険しい道の「徒歩の遠足」50キロのトレイルラン、記者が体験(2) 画像 険しい道の「徒歩の遠足」50キロのトレイルラン、記者が体験(2)

インバウンド・地域活性

 日本教育新聞社の協賛で先月下旬の3連休に開かれたトレイルランの大会。この新聞社で記者として働く筆者は56キロ先のゴールを目指して午前7時、他の選手と共にスタートを切った。
 「トレイルランは大人の障害物競走」。選手の中にはそうたとえる人もいる。確かにその通りだ。険しい岩肌に両手でしがみつき、必死の思いで超える。そんな区間もあった。

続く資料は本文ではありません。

PR #1133, opened 2022-07-01
lazy pages optimization

grishasobol:
in order to  optimise lazy pages work - move logic which calc keys for pages in signal handler.
Also completely remove lazy_pages set because it can be very costly to support it when memory size is big

### Perf
I have run gr_read benchmarks to test perf increase:
```
perf record --all-user --call-graph=dwarf --freq 997 ./target/release/gear-node benchmark pallet --chain=dev --steps=50 --repeat=100 --pallet=pallet_gear --execution=native --extrinsic="gr_read"
``` 
gear_core_processor::executor::prepare_memory  (where lazy pages init info is called) takes
```
master       :    24.9% from all samples
this branch  :    0.01% from all samples
```

time for gr_read:
```
master       :    42.93 µs
this branch  :    32.65 µs
```

time for gr_reply_commit:
```
master       :    68.2 µs
this branch  :    49.92 µs
```

### Testing
Run node with this patch over all test-net chain - all OK

### Important
This patch requires node binary update after runtime update.

### DIFF
--- a/common/src/lazy_pages.rs
+++ b/common/src/lazy_pages.rs
@@ -82,16 +82,14 @@ pub fn protect_pages_and_init_info(mem: &impl Memory, prog_id: ProgramId) -> Res
     let prog_prefix = crate::pages_prefix(prog_id.into_origin());
     gear_ri::set_program_prefix(prog_prefix);
 
-    let addr = if let Some(addr) = mem.get_buffer_host_addr() {
-        addr
+    if let Some(addr) = mem.get_buffer_host_addr() {
+        gear_ri::set_wasm_mem_begin_addr(addr).map_err(|e| {
+            log::error!("{} (it's better to stop node now)", e);
+            e
+        })?;
     } else {
         return Ok(());
-    };
-
-    gear_ri::set_wasm_mem_begin_addr(addr).map_err(|e| {
-        log::error!("{} (it's better to stop node now)", e);
-        e
-    })?;
+    }
 
     let size = (mem.size().0 + 1) * WasmPageNumber::size() as u32;
     gear_ri::set_wasm_mem_size(size)?;
--- a/common/src/lazy_pages.rs
+++ b/common/src/lazy_pages.rs
@@ -37,6 +37,8 @@ pub enum Error {
     ReleasedPageHasInitialData(PageNumber),
     #[display(fmt = "RUNTIME ERROR: wasm memory buffer is undefined")]
     WasmMemBufferIsUndefined,
+    #[display(fmt = "wasm memory buffer size is bigger then u32::MAX")]
+    WasmMemorySizeOverflow,
 }
 
 impl From<RIError> for Error {
@@ -91,7 +93,13 @@ pub fn protect_pages_and_init_info(mem: &impl Memory, prog_id: ProgramId) -> Res
         return Ok(());
     }
 
-    let size = (mem.size().0 + 1) * WasmPageNumber::size() as u32;
+    let size = mem
+        .size()
+        .0
+        .checked_add(1)
+        .ok_or(Error::WasmMemorySizeOverflow)?
+        .checked_mul(WasmPageNumber::size() as u32)
+        .ok_or(Error::WasmMemorySizeOverflow)?;
     gear_ri::set_wasm_mem_size(size)?;
 
     mprotect_lazy_pages(mem, true)
@@ -151,7 +159,12 @@ pub fn update_lazy_pages_and_protect_again(
 
     let new_mem_size = mem.size();
     if new_mem_size > old_mem_size {
-        let size = (new_mem_size.0 + 1) * WasmPageNumber::size() as u32;
+        let size = new_mem_size
+            .0
+            .checked_add(1)
+            .ok_or(Error::WasmMemorySizeOverflow)?
+            .checked_mul(WasmPageNumber::size() as u32)
+            .ok_or(Error::WasmMemorySizeOverflow)?;
         gear_ri::set_wasm_mem_size(size)?;
     }
 
--- a/common/src/lazy_pages.rs
+++ b/common/src/lazy_pages.rs
@@ -22,7 +22,7 @@ use crate::Origin;
 use core::fmt;
 use gear_core::{
     ids::ProgramId,
-    memory::{HostPointer, Memory, PageBuf, PageNumber},
+    memory::{HostPointer, Memory, PageBuf, PageNumber, WasmPageNumber},
 };
 use gear_runtime_interface::{gear_ri, RIError};
 use sp_std::{collections::btree_map::BTreeMap, vec::Vec};
@@ -46,11 +46,11 @@ impl From<RIError> for Error {
 }
 
 fn mprotect_lazy_pages(mem: &impl Memory, protect: bool) -> Result<(), Error> {
-    let wasm_mem_addr = match mem.get_buffer_host_addr() {
-        None => return Ok(()),
-        Some(addr) => addr,
-    };
-    gear_ri::mprotect_lazy_pages(wasm_mem_addr, protect)
+    if mem.get_buffer_host_addr().is_none() {
+        return Ok(());
+    }
+
+    gear_ri::mprotect_lazy_pages(protect)
         .map_err(Into::into)
         .map_err(|e| {
             log::error!("{} (it's better to stop node now)", e);
@@ -76,33 +76,25 @@ pub fn is_lazy_pages_enabled() -> bool {
 }
 
 /// Protect and save storage keys for pages which has no data
-pub fn protect_pages_and_init_info(
-    mem: &impl Memory,
-    lazy_pages: impl Iterator<Item = PageNumber>,
-    prog_id: ProgramId,
-) -> Result<(), Error> {
-    let prog_id_hash = prog_id.into_origin();
-    let mut lay_pages_peekable = lazy_pages.peekable();
-
+pub fn protect_pages_and_init_info(mem: &impl Memory, prog_id: ProgramId) -> Result<(), Error> {
     gear_ri::reset_lazy_pages_info();
 
-    let addr = match mem.get_buffer_host_addr() {
-        None => {
-            return if lay_pages_peekable.peek().is_none() {
-                // In this case wasm buffer cannot be undefined
-                Err(Error::WasmMemBufferIsUndefined)
-            } else {
-                Ok(())
-            };
-        }
-        Some(addr) => addr,
+    let prog_prefix = crate::pages_prefix(prog_id.into_origin());
+    gear_ri::set_program_prefix(prog_prefix);
+
+    let addr = if let Some(addr) = mem.get_buffer_host_addr() {
+        addr
+    } else {
+        return Ok(());
     };
+
     gear_ri::set_wasm_mem_begin_addr(addr).map_err(|e| {
         log::error!("{} (it's better to stop node now)", e);
         e
     })?;
 
-    crate::save_page_lazy_info(prog_id_hash, lay_pages_peekable);
+    let size = (mem.size().0 + 1) * WasmPageNumber::size() as u32;
+    gear_ri::set_wasm_mem_size(size)?;
 
     mprotect_lazy_pages(mem, true)
 }
@@ -131,10 +123,11 @@ pub fn remove_lazy_pages_prot(mem: &impl Memory) -> Result<(), Error> {
     mprotect_lazy_pages(mem, false)
 }
 
-/// Protect lazy-pages and set new wasm mem addr if it has been changed
-pub fn protect_lazy_pages_and_update_wasm_mem_addr(
+/// Protect lazy-pages and set new wasm mem addr and size, if they have been changed
+pub fn update_lazy_pages_and_protect_again(
     mem: &impl Memory,
     old_mem_addr: Option<HostPointer>,
+    old_mem_size: WasmPageNumber,
 ) -> Result<(), Error> {
     struct PointerDisplay(HostPointer);
 
@@ -157,15 +150,14 @@ pub fn protect_lazy_pages_and_update_wasm_mem_addr(
                 e
             })?;
     }
-    mprotect_lazy_pages(mem, true)
-}
 
-/// Returns list of current lazy pages numbers
-pub fn get_lazy_pages_numbers() -> Vec<PageNumber> {
-    gear_ri::get_lazy_pages_numbers()
-        .iter()
-        .map(|p| PageNumber(*p))
-        .collect()
+    let new_mem_size = mem.size();
+    if new_mem_size > old_mem_size {
+        let size = (new_mem_size.0 + 1) * WasmPageNumber::size() as u32;
+        gear_ri::set_wasm_mem_size(size)?;
+    }
+
+    mprotect_lazy_pages(mem, true)
 }
 
 /// Returns list of realeased pages numbers
--- a/lazy-pages/src/lib.rs
+++ b/lazy-pages/src/lib.rs
@@ -39,8 +39,8 @@
 //! in storage. But program may have some significant data for next execution - so we have a bug.
 //! To avoid this we restrict double releasing.
 //! You can also check another cases in test: memory_access_cases.
-//!
-//! TODO: remove all deprecated code before release (issue #1147)
+
+// TODO: remove all deprecated code before release (issue #1147)
 
 #![allow(useless_deprecated, deprecated)]
 
--- a/lazy-pages/src/lib.rs
+++ b/lazy-pages/src/lib.rs
@@ -20,66 +20,185 @@
 //! In runtime data for contract wasm memory pages can be loaded in lazy manner.
 //! All pages, which is supposed to be lazy, must be mprotected before contract execution.
 //! During execution data from storage is loaded for all pages, which has been accesed.
-//! See also `handle_sigsegv`.
+//! See also `sys::user_signal_handler` in the source code.
+//!
+//! Restrict any page handling in signal handler more then one time.
+//! If some page will be released twice it means, that this page has been added
+//! to lazy pages more then one time during current execution.
+//! This situation may cause problems with memory data update in storage.
+//! For example: one page has no data in storage, but allocated for current program.
+//! Let's make some action for it:
+//! 1) Change data in page: Default data  ->  Data1
+//! 2) Free page
+//! 3) Alloc page, data will Data2 (may be equal Data1).
+//! 4) After alloc we can set page as lazy, to identify wether page is changed after allocation.
+//! This means that we can skip page update in storage in case it wasnt changed after allocation.
+//! 5) Write some data in page but do not change it Data2 -> Data2.
+//! During this step signal handler writes Data2 as data for released page.
+//! 6) After execution we will have Data2 in page. And Data2 in released. So, nothing will be updated
+//! in storage. But program may have some significant data for next execution - so we have a bug.
+//! To avoid this we restrict double releasing.
+//! You can also check another cases in test: memory_access_cases.
+//!
+//! TODO: remove all deprecated code before release (issue #1147)
+
+#![allow(useless_deprecated, deprecated)]
 
 use gear_core::memory::{HostPointer, PageBuf, PageNumber, WasmPageNumber};
 use sp_std::vec::Vec;
-use std::{cell::RefCell, collections::BTreeMap, ops::Add};
+use std::{cell::RefCell, collections::BTreeMap};
 
 mod sys;
 
+#[derive(Debug, derive_more::Display, derive_more::From)]
+pub enum Error {
+    #[display(fmt = "WASM memory begin address is not set")]
+    WasmMemAddrIsNotSet,
+    #[display(
+        fmt = "Exception is from unknown memory (WASM {:#x} > native page {:x})",
+        wasm_mem_begin,
+        native_page
+    )]
+    SignalFromUnknownMemory {
+        wasm_mem_begin: usize,
+        native_page: usize,
+    },
+    #[display(
+        fmt = "Page data must contain {} bytes, actually has {}",
+        expected,
+        actual
+    )]
+    InvalidPageSize { expected: usize, actual: u32 },
+    #[display(fmt = "Exception is from unknown memory: addr = {:?}, {:?}", _0, _1)]
+    LazyPageNotExistForSignalAddr(*const (), PageNumber),
+    /// Found a signal from same page twice - see more in head comment.
+    #[display(fmt = "Page cannot be release page twice: {:?}", _0)]
+    DoubleRelease(PageNumber),
+    #[display(fmt = "Protection error: {}", _0)]
+    #[from]
+    MemoryProtection(region::Error),
+}
+
+#[derive(Default, PartialEq, Eq)]
+pub(crate) struct LazyPagesExecutionContext {
+    /// Pointer to the begin of wasm memory buffer
+    pub wasm_mem_addr: Option<HostPointer>,
+    /// Wasm memory buffer size, to identify whether signal is from wasm memory buffer.
+    pub wasm_mem_size: Option<usize>,
+    /// Current program prefix in storage
+    pub program_storage_prefix: Option<Vec<u8>>,
+    /// Page data, which has been in storage before current execution.
+    /// For each lazy page, which has been accessed.
+    pub released_lazy_pages: BTreeMap<PageNumber, Option<PageBuf>>,
+
+    #[deprecated]
+    /// Keys in storage for each lazy page.
+    pub lazy_pages_info: BTreeMap<PageNumber, Vec<u8>>,
+}
+
 thread_local! {
-    /// NOTE: here we suppose, that each contract is executed in separate thread.
-    /// Or may be in one thread but consequentially.
+    // NOTE: here we suppose, that each contract is executed in separate thread.
+    // Or may be in one thread but consequentially.
 
     /// Identify whether signal handler is set for current thread
     static LAZY_PAGES_ENABLED: RefCell<bool> = RefCell::new(false);
-    /// Pointer to the begin of wasm memory buffer
-    static WASM_MEM_BEGIN: RefCell<HostPointer> = RefCell::new(0);
-    /// Key in storage for each lazy page
-    static LAZY_PAGES_INFO: RefCell<BTreeMap<LazyPage, Vec<u8>>> = RefCell::new(BTreeMap::new());
-    /// Page data, which has been in storage before current execution.
-    /// For each lazy page, which has been accessed.
-    static RELEASED_LAZY_PAGES: RefCell<BTreeMap<LazyPage, Option<PageBuf>>> = RefCell::new(BTreeMap::new());
+    /// Lazy pages context for current execution
+    static LAZY_PAGES_CONTEXT: RefCell<LazyPagesExecutionContext> = RefCell::new(Default::default());
 }
 
-pub fn save_lazy_pages_info(pages: Vec<u32>, prefix: Vec<u8>) {
-    LAZY_PAGES_INFO.with(|lazy_pages_info| {
-        let mut lazy_pages_info = lazy_pages_info.borrow_mut();
-        pages.into_iter().for_each(|p| {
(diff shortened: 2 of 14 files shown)


lazy-pages/src/lib.rs
```diff
@@ -20,68 +20,142 @@
...
+            .extend(pages.into_iter().map(PageNumber::from));
+        ctx.program_storage_prefix.replace(prefix);
     });
 }
 
-/// Returns vec of not-accessed wasm lazy pages
-pub fn available_pages() -> Vec<LazyPage> {
-    LAZY_PAGES_INFO.with(|lazy_pages_info| lazy_pages_info.borrow().keys().copied().collect())
+/// Returns lazy pages numbers (not accessed yet)
+pub fn get_lazy_pages() -> Vec<PageNumber> {
```
ark0f, line 121: Why was it renamed?

lazy-pages/src/lib.rs
```diff
@@ -20,68 +20,142 @@
...
+//! 4) After alloc we can set page as lazy, to identify wether page is changed after allocation.
+//! This means that we can skip page update in storage in case it wasnt changed after allocation.
+//! 5) Write some data in page but do not change it Data2 -> Data2.
+//! During this step signal handler writes Data2 as data for released page.
+//! 6) After execution we will have Data2 in page. And Data2 in released. So, nothing will be updated
+//! in storage. But program may have some significant data for next execution - so we have a bug.
+//! To avoid this we restrict double releasing.
+//! You can also check another cases in test: memory_access_cases.
+
+#![allow(useless_deprecated, deprecated)]
```
ark0f, line 43: > useless_deprecated

Why?

lazy-pages/src/lib.rs
```diff
@@ -20,68 +20,142 @@
...
 pub fn is_enabled() -> bool {
     LAZY_PAGES_ENABLED.with(|x| *x.borrow())
 }
 
+#[deprecated]
+/// Save lazy page storage key in global context
+pub fn set_lazy_page_info(page: PageNumber, key: &[u8]) {
+    LAZY_PAGES_CONTEXT.with(|ctx| {
+        ctx.borrow_mut().lazy_pages_info.insert(page, key.to_vec());
+        ctx.borrow_mut().lazy_pages.insert(page);
```
ark0f, line 150: Is it better to `borrow_mut` once to avoid unnecessary checks?

lazy-pages/src/lib.rs
```diff
@@ -94,18 +168,17 @@ pub unsafe fn init() -> bool {
...
-        return false;
-    }
-
-    if !WASM_MEM_BEGIN.with(|x| *x.borrow() == 0) {
-        log::error!("Wasm mem begin must be 0 before initialization");
-        return false;
-    }
+    let ctx_is_default = LAZY_PAGES_CONTEXT.with(|ctx| {
+        let ctx = ctx.borrow();
+        ctx.lazy_pages.is_empty()
```
ark0f, line 173:
```suggestion
        ctx == LazyPagesExecutionContext::default()
```

lazy-pages/src/sys.rs
```diff
@@ -15,39 +35,21 @@ cfg_if! {
...
 pub struct ExceptionInfo {
     /// Address where fault is occurred
     pub fault_addr: *const (),
 }
 
+/// Returns key which `page` has in storage.
+/// `prefix` is current program prefix in storage.
+fn page_key_in_storage(prefix: &Vec<u8>, page: PageNumber) -> Vec<u8> {
+    let mut key = Vec::with_capacity(prefix.len() + std::mem::size_of::<u32>());
+    key.extend(prefix.clone());
```
ark0f, line 48:
```suggestion
    key.extend(prefix);
```

lazy-pages/src/sys.rs
```diff
@@ -15,39 +35,21 @@ cfg_if! {
...
+    key.extend(page.0.to_le_bytes().to_vec());
```
ark0f, line 49:
```suggestion
    key.extend(page.0.to_le_bytes());
```

lazy-pages/src/lib.rs
```diff
@@ -20,68 +20,142 @@
 //! In runtime data for contract wasm memory pages can be loaded in lazy manner.
 //! All pages, which is supposed to be lazy, must be mprotected before contract execution.
 //! During execution data from storage is loaded for all pages, which has been accesed.
-//! See also `handle_sigsegv`.
+//! See also `user_signal_handler`.
```
ark0f, line 23:
```suggestion
//! See also `sys::user_signal_handler` in the source code.
```

Because this fn is private

lazy-pages/src/lib.rs
```diff
@@ -20,68 +20,142 @@
...
+    DoubleRelease(PageNumber),
+    #[display(fmt = "Protection error: {}", _0)]
+    #[from]
+    MemoryProtection(region::Error),
+}
 
-    /// Identify whether signal handler is set for current thread
-    static LAZY_PAGES_ENABLED: RefCell<bool> = RefCell::new(false);
+#[derive(Default)]
+pub(crate) struct LazyPagesExecutionContext {
```
ark0f, line 84: Maybe prefix `LazyPages` is redundant?

ark0f (changes requested):

lazy-pages/src/lib.rs
grishasobol: We mark code as deprecated, but use it because of old runtimes support

lazy-pages/src/lib.rs
grishasobol: This will create new object of lazy pages context

lazy-pages/src/lib.rs
grishasobol: old name is counterintuitively

lazy-pages/src/sys.rs
grishasobol: Done

lazy-pages/src/sys.rs
grishasobol: Done

lazy-pages/src/lib.rs
grishasobol: Done

lazy-pages/src/lib.rs
ark0f: Can you explain in more detail?

lazy-pages/src/lib.rs
ark0f: This is what `deprecated` for but I'm talking about `useless_deprecated` which ocurrs when `#[deprecated]` has no effect

lazy-pages/src/lib.rs
ark0f: It will but only once during the first initialization

lazy-pages/src/lib.rs
breathx: > This is what `deprecated` for but I'm talking about `useless_deprecated` which ocurrs when `#[deprecated]` has no effect

Runtime interface macro calls all fns under the hood, so it fails for clippy as usage of deprecated fns.
In @ukint-vs I offered to use this allowance for whole runtime-interface crate: that we could mark something as deprecated and still use it.

lazy-pages/src/sys.rs
breathx: @grishasobol, conversations on the PR __<ins>must</ins>__ be resolved by fixing commit or closed by the author if you discussed it

lazy-pages/src/sys.rs
```diff
@@ -67,21 +69,19 @@ pub unsafe fn user_signal_handler(info: ExceptionInfo) -> Result<(), Error> {
...
-        return Err(Error::UnknownMemory {
+        return Err(Error::SignalFromUnknownMemory {
             wasm_mem_begin,
             native_page,
         });
     }
 
     // First gear page which must be unprotected
-    let gear_page = PageNumber::from(((native_page - wasm_mem_begin) / gear_ps) as u32);
+    let gear_page = PageNumber(((native_page - wasm_mem_begin) / gear_ps) as u32);
```
breathx, line 84: Use saturating operations here

lazy-pages/src/sys.rs
```diff
@@ -91,7 +91,7 @@ pub unsafe fn user_signal_handler(info: ExceptionInfo) -> Result<(), Error> {
         (gear_page, 1usize, wasm_mem_begin + gear_page.offset())
     };
 
-    let accessed_page = PageNumber::from(((mem as usize - wasm_mem_begin) / gear_ps) as u32);
+    let accessed_page = PageNumber(((mem as usize - wasm_mem_begin) / gear_ps) as u32);
```
breathx, line 94: here and in other places for all lazy-pages dependent stuff as above

lazy-pages/src/sys.rs
```diff
@@ -105,24 +105,35 @@ pub unsafe fn user_signal_handler(info: ExceptionInfo) -> Result<(), Error> {
...
+            if !ctx.lazy_pages.remove(&page) {
+                return Err(Error::LazyPageNotExistForSignalAddr(mem, page));
+            }
 
-            let hash_key_in_storage = pages_info.remove(&page).ok_or(LazyPageError::UnknownInfo(page))?;
             let ptr = (unprot_addr as *mut u8).add(idx as usize * gear_ps);
             let buffer_as_slice = std::slice::from_raw_parts_mut(ptr, gear_ps);
 
-            let res = sp_io::storage::read(&hash_key_in_storage, buffer_as_slice, 0);
+            // TODO: simplify before release. Currently we must support here all old runtimes.
```
breathx, line 120: all todos should be covered with issues

breathx: ref it here

lazy-pages/src/sys.rs
```diff
@@ -105,24 +105,35 @@ pub unsafe fn user_signal_handler(info: ExceptionInfo) -> Result<(), Error> {
...
-            let page = LazyPage::from(gear_page) + idx;
+            let page = gear_page + idx.into();
+
+            if !ctx.lazy_pages.remove(&page) {
+                return Err(Error::LazyPageNotExistForSignalAddr(mem, page));
+            }
 
-            let hash_key_in_storage = pages_info.remove(&page).ok_or(LazyPageError::UnknownInfo(page))?;
             let ptr = (unprot_addr as *mut u8).add(idx as usize * gear_ps);
             let buffer_as_slice = std::slice::from_raw_parts_mut(ptr, gear_ps);
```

 でも、出場から2週間が経った今、別のたとえが思い浮かんだ。「遠足」だ。それも「徒歩の遠足」。
 走る大会ではあるが歩く区間もある。スタートの合図の後、仲間と共に参加した選手は会話を楽しみ、1人の選手も先を急ぐことはなく、行き来する自動車を脇に歩道をゆっくりと走り出した。選手はだれもがリュックサックを背負う。中には食料とカッパが入る。水筒も持つ。やっぱり「遠足」だ。
 この付近の山では、これまでもトレイルランの大会が開かれてきた。今回の大会は、現役トレイルランナーの奥宮俊祐さんが委員長を務める実行委員会が主催で、初めての開催。大会直前の雨で道路が通れなくなり、一部の仮設トイレが設置できなくなるなど、困難をいくつも切り抜けながら開催にこぎつけた。
 コースは、埼玉県飯能市と同秩父市を結ぶ鉄道をぐるりと1周するように進む。途中で棄権する選手などは、まっすぐに山を降りれば駅に着く。コース付近には林道など自動車が走れる道がいくつもある。非常事態に備えてよく考えられていることに驚いた。筆者が出場した50キロの部は飯能を出発して秩父を目指す「半周」だ。
 舗装路を数キロ走ると山道が始まる。まだ、散歩する市民とすれ違うような低い山だ。
 「遠足」と書いたものの、この大会は競走だ。日があるうちにゴールしようと制限時間は14時間のところ10時間内でのゴールを目標に立てた。再び舗装路に出たところから最初のスパートをかけた。
 本格的な山道が始まると狭い個所が多くなると見た。そうなれば途中で選手を追い抜くことは難しい。自動車と同じように渋滞が起こるはずだ。
 2週間前に買ったばかりシューズは底が厚い。店員にもトレイルランで使うことを説明して助言してもらい舗装路用を選んだ。